- Opening Delimiter -

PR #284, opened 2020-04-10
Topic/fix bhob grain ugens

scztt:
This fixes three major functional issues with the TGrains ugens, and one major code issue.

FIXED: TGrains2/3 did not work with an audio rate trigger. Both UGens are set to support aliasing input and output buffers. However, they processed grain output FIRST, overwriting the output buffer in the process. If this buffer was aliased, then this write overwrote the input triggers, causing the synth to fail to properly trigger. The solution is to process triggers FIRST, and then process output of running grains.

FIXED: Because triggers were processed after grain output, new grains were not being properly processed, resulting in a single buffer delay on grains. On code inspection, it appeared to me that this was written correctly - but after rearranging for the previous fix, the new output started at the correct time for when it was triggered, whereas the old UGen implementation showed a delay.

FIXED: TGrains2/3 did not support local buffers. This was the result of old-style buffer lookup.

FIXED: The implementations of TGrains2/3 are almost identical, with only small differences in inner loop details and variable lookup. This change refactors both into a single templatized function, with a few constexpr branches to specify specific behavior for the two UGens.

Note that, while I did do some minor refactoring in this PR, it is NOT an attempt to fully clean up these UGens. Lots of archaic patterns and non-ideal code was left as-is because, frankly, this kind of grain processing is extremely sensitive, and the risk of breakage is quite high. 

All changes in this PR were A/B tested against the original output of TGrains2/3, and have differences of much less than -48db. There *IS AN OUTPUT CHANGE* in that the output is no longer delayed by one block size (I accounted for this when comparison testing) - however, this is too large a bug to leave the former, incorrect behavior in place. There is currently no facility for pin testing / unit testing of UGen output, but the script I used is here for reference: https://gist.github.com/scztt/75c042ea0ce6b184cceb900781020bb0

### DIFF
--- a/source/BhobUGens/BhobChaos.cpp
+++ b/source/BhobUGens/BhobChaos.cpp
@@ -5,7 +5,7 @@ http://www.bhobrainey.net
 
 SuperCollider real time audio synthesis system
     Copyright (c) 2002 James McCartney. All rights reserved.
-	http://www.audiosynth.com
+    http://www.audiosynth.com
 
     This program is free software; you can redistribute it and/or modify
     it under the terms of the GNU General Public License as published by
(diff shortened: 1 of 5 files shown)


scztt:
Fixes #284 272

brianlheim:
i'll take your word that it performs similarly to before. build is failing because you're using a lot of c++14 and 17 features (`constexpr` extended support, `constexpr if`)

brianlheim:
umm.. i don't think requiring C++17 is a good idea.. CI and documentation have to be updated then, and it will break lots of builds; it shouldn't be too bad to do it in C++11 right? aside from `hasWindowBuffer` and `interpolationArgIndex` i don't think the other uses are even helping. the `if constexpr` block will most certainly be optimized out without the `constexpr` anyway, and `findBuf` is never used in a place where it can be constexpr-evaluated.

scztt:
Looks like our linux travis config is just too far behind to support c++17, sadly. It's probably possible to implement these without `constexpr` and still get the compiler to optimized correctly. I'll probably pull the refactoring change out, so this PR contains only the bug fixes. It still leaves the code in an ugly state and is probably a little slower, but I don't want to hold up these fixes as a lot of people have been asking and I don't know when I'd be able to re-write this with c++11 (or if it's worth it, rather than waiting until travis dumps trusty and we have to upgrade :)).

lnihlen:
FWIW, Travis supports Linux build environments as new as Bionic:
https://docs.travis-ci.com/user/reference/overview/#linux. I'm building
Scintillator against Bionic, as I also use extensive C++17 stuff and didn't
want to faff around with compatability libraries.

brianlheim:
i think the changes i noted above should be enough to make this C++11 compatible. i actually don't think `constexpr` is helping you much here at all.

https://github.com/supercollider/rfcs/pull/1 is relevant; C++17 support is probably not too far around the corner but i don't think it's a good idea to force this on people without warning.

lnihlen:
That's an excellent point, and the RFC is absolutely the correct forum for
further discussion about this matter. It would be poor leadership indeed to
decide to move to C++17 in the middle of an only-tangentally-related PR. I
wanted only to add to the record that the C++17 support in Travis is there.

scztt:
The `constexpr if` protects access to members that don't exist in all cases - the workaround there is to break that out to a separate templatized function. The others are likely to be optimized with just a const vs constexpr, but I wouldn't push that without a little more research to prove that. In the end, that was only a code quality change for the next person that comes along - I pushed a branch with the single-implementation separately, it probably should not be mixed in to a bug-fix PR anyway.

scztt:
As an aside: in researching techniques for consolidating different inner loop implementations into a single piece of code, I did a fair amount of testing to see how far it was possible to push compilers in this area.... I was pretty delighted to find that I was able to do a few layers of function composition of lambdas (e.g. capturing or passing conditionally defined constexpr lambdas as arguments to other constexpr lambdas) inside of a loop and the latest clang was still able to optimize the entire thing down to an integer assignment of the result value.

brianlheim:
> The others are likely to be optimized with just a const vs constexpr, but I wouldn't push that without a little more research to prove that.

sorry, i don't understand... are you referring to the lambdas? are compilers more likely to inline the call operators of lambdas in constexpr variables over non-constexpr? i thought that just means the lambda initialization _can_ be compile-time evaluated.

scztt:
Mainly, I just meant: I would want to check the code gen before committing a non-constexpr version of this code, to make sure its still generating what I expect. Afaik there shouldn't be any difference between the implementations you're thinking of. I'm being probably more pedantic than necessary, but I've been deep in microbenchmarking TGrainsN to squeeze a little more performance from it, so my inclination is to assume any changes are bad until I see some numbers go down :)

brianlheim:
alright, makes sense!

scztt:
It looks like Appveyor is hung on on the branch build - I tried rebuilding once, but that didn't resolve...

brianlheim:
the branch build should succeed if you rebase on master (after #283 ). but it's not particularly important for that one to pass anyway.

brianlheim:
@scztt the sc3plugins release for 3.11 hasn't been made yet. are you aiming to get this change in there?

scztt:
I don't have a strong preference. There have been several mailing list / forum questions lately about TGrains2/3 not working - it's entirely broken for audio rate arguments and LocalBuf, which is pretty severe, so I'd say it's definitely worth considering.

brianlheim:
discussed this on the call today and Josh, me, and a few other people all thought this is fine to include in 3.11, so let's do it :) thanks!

- Closing Delimiter -

> [WHAT TO DO] How many lines of the listing contain "source"? Say only that number.

> [WRITTEN RESPONSE] 2